Like most organisms, we have developed an internal time keeping system that drives daily rhythms in metabolism, physiology and behavior, and allows us to optimally anticipate to the momentum of the day. At the basis of circadian timekeeping lies an intracellular molecular oscillator in which a set of clock genes cyclically regulate their own expression with an approximate (circa) 24-hour (dies) periodicity. The mammalian circadian system consists of a light-entrainable master clock in the neurons of the suprachiasmatic nucleus (SCN) in the brain, and light-irresponsive peripheral clocks in the cells of virtually all other tissues. As the circadian clock drives rhythmic expression of up to 10 % of the active genes (thereby conferring rhythmicity to a wide range of cellular processes such as, but certainly not limited to, energy metabolism, metabolic activation of drugs, detoxification, hormone synthesis, DNA repair and cell cycle control), it may not come as a surprise that disruption of the circadian system is associated with disease. Indeed, genetic disruption of the circadian system in rodent models by inactivation of clock genes has been found to increase tumor growth, accelerate aging, and disrupt metabolism. On the other hand, our 24/7 economy requires many people to work at “non-standard” times. Recently, epidemiological and experimental animal studies have revealed a relation between disturbance of our body clock by repeated shift-work and an increased risk for developing pathologies such as cancer, metabolic syndrome and cardiovascular disease. This presentation will address the biological/medical importance of the circadian clock, with special emphasis on the etiology, treatment and prevention of cancer.

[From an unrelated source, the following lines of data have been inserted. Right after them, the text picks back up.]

PR #895, opened 2021-03-08
Re-enabled jsx-a11y rules and fixed most linter errors.

wadamek65:
In this PR:
- Website/docs adjustments
- Components' adjustments for multiple themes
- Changed selectors in some tests to more semantic clear ones
- Updated `eslint-config-vazco` to version 6.1.1
- Re-enabled all a11y rules back


packages/uniforms-bootstrap3/src/ListAddField.tsx
```diff
@@ -35,13 +35,22 @@ function ListAdd({
...
+  const onClickHandler = () => {
+    if (limitNotReached && !readOnly) {
+      parent.onChange(parent.value!.concat([cloneDeep(value)]));
+    }
+  };
+
   return (
     <div
       {...filterDOMProps(props)}
+      role="button"
```
wadamek65, line 47: @radekmie Please take a look at this file. There are multiple errors were there are `div` elements without semantic meaning with `onClick` handlers which results in multiple different linter errors. There are 2 approaches I could take:
1. Change the `div` to a `button` and fix the styles (I tried it and it's unfortunately not as easy as I would like).
2. Add a proper aria role and keyboard handlers to the element.

This is an example of the 2nd point which I think is elegant enough and we should go with it. There is one thing to keep in mind though: `KeyboardEvent.code` [does not work in IE at all](https://developer.mozilla.org/en-US/docs/Web/API/KeyboardEvent/code#browser_compatibility). I could probably work around it and add more logic but my first question would be - do we need it?

Also another question as the `onKeyDown` handler would basically be the same in all the files. Do you think it would make sense to export a helper function for it and if yes then what would be an appropriate place for it? Something like this:
```ts
const onKeyDownCreator = (onClickHandler: () => void) => (event: KeyboardEvent) => {
  if (event.code === 'Enter') {
    onClickHandler();
  }
}
```

website/pages-parts/LandingPage/Footer.tsx
```diff
@@ -58,7 +58,11 @@ export function Footer() {
               </p>
             </Link>
             <a href="https://vazco.eu">
-              <img className={styles.vazco} src="assets/vazco.svg" />
+              <img
+                alt="Vazco Home"
```
radekmie, line 62: How about a little more explicit _homepage_?

packages/uniforms-bootstrap3/src/ListAddField.tsx
radekmie: I'd definitely go with 2. As we've already discussed, it's not that easy to get rid of all button-like styles in a cross-browser way.

While this code would be the same for multiple packages, I don't think there's a need to share it - we already do that and not all of the packages need that (see `DateField` for an example and the AntD theme as a counterexample).

I also believe we could have one handler for both cases. something like this:
```tsx
function onAction(event: KeyboardEvent | MouseEvent) {
  if (
    limitNotReached &&
    !readOnly &&
    (!(event instanceof KeyboardEvent) || event.code === 'Enter')
  ) {
    parent.onChange(parent.value!.concat([cloneDeep(value)]));
  }
}
```

When it comes to cross-browser compatibility, I believe we could use [`key`, as it's part of the React `SyntheticEvent` API](https://reactjs.org/docs/events.html#keyboard-events).

wadamek65: A few remarks:

The conditional has to look like this:
```ts
(!(event.nativeEvent instanceof KeyboardEvent) || event.key === 'Enter')
```
Which would require me to write a type guard which is another function which might not look nice.

I could also switch this condition to:
```ts
(!('key' in event) || event.key === 'Enter')
```

Which has an additional advantage of not breaking all of our examples in playground/docs. `instanceof KeyboardEvent` returns `false` in all iframe's due to different reference of the prototype chain which would require some more hackery to make this work. 

What do you think? @radekmie

radekmie: Why `event.nativeEvent`? Have you tried importing both `KeyboardEvent` and `MouseEvent` from `react`? It won't cause problems with the iFrame. If not, we could use the one with `'key' in event`.

wadamek65: @radekmie Which `KeyboardEvent` and `MouseEvent` do you have in mind? AFAIK there is only a `SyntheticEvent` class which is the same for both mouse and keyboard handlers and the two you mentioned are only typescript types. Or am I mistaken?

radekmie: There's [this](https://github.com/facebook/react/blob/9198a5cec0936a21a5ba194a22fcbac03eba5d1d/packages/react-dom/src/events/SyntheticEvent.js#L472-L474), but I'm not sure. Just try and let me know.

wadamek65: I don't think this is even exported from React, couldn't even find it in types and it is `undefined` when accessing `React.SyntheticKeyboardEvent`. Also the event's prototype seems to be just `SyntheticEvent` so I don't think this works.
image

wadamek65: Changed all checks to `'key' in event` 🦖

packages/uniforms-bootstrap3/__tests__/ListDelField.tsx
```diff
@@ -46,3 +46,11 @@ test('<ListDelField> - correctly reacts on click', () => {
   expect(wrapper.find('i').simulate('click')).toBeTruthy();
   expect(onChange).toHaveBeenLastCalledWith('x', ['x', 'z']);
 });
+
+test('<ListDelField> - correctly reacts on keyboard enter key', () => {
+  const element = <ListDelField name="x.1" />;
+  const wrapper = mount(element, context());
+
+  wrapper.find('[role="button"]').props().onKeyDown?.({ key: 'Enter' } as any);
+  expect(onChange).toHaveBeenLastCalledWith('x', ['x', 'z']);
```
wadamek65, line 55: Before I go ahead and add tests for all the files I wanted to check a few things with you.

1. `simulate` is deprecated and not recommended by the author. It will also be removed in `enzyme@4` if it ever gets released. More info [here](https://github.com/enzymejs/enzyme/issues/2173). This is why I used `props().onKeyDown` directly.
2. The `onKeyDown` has a very weird type for it's argument which expects a full (and hacked) version of `SyntheticEvent` with all the keys but works just fine with a simple object. This is why I used casting to `any` here.
3. Now that the component is more semantically verbose I also changed the selector to be a little more descriptive and less error-prone to changes. I could also change the other tests to use it as it is pretty much no effort change.

@radekmie @Monteth

radekmie: 1. I'd rather stick to what we do use now and then migrate all tests at once.
2. OK; shouldn't be the case with 1.
3. Sure, go ahead!

package-lock.json
```diff
@@ -3897,6 +3898,9 @@
       "version": "4.0.0",
       "resolved": "https://registry.npmjs.org/jsonfile/-/jsonfile-4.0.0.tgz",
       "integrity": "sha1-h3Gq4HmbZAdrdmQPygWPnBDjPss=",
+      "dependencies": {
+        "graceful-fs": "^4.1.6"
+      },
       "optionalDependencies": {
         "graceful-fs": "^4.1.6"
       }
```
radekmie, line 3906: It seems that your installation added those whereas mine didn't. Do you have any idea why it is so?

packages/uniforms-bootstrap3/src/ListAddField.tsx
```diff
@@ -35,15 +35,28 @@ function ListAdd({
   const limitNotReached =
     !disabled && !(parent.maxCount! <= parent.value!.length);
 
+  function onAction(
+    event:
+      | React.KeyboardEvent<HTMLDivElement>
+      | React.MouseEvent<HTMLDivElement, MouseEvent>,
+  ) {
```
radekmie, line 42: As we are not using the `currentTarget` property, we can simplify it:
```suggestion
  function onAction(event: React.KeyboardEvent | React.MouseEvent) {
```

radekmie (changes requested):

package-lock.json
wadamek65: I'm not sure - `npm ls graceful-fs` shows that a lot of packages depend on `graceful-fs@4.2.4`. Maybe the lock generation changed across npm versions? Which version do you use? Mine is 7.4.0

wadamek65: I've tried resetting `package-lock.json` to the version currently on master and regenerating it but it produced the same result. 😕

packages/uniforms-bootstrap3/src/ListAddField.tsx
wadamek65: Changed

package-lock.json
radekmie: Mine is v7.7.6. I've done that once again, and yes, it removed it - I guess it's an OS thing. Also, a newer version of npm removed all `resolved` and `integrity` fields - weird. Let's leave it for now.

radekmie (approved):

Monteth (approved):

Bert van der Horst received his PhD in Cell Biology at the Erasmus University Rotterdam in 1993, where he studied the lysosomal enzyme sialidase. As a postdoctoral fellow at the Department of Molecular Genetics, Erasmus MC, he has generated and characterized a large panel of (conditional) animal models for DNA repair disorders, associated with skin cancer predisposition and/or premature aging (e.g. Cockayne syndrome), as well as for mammalian homologs of the repair protein photolyase (mCry1 and mCry2). Unexpectedly, the mCry genes were shown to encode indispensable components of the biological clock, a major breakthrough in the field of chronobiology. For the latter work he received a ZonMW Vici award that stood at the basis of a new research line in the Department, focusing on the molecular mechanism and biological impact of the circadian system. By integrating running research lines on the circadian clock, genome instability and aging in a new multidisciplinary research direction, and by applying state of the art technology (i.e. conditional mouse models, clock-synchronized cultured cells, transcriptomics, miRNA profiling, in vivo imaging in cells, tissues and animals), he aims at obtaining fundamental knowledge on the biological/medical impact of the circadian system. Special emphasis is on the origin and treatment of cancer, and the etiology of age-related disorders, including the adverse effect of chronic circadian disruption (i.e. shift work) thereon. Ultimate goal is to translate this knowledge into applications to prevent or delay onset of aforementioned disorders (preventive intervention) and into new clinical approaches in cancer and other drug-based therapies (personalized medicine, chronotherapy).